| Exercise prompt |
Once the line with "a new pattern" is found in the material, write out that line and every later line exactly, through the end.

| Provided material |

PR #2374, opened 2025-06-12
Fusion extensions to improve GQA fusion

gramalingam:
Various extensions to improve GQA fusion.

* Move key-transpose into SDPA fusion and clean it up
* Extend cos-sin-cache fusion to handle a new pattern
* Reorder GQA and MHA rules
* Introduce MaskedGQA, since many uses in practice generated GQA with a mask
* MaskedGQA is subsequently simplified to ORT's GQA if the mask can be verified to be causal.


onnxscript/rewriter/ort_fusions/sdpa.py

| Solution to the problem |
* Extend cos-sin-cache fusion to handle a new pattern
* Reorder GQA and MHA rules
* Introduce MaskedGQA, since many uses in practice generated GQA with a mask
* MaskedGQA is subsequently simplified to ORT's GQA if the mask can be verified to be causal.


onnxscript/rewriter/ort_fusions/sdpa.py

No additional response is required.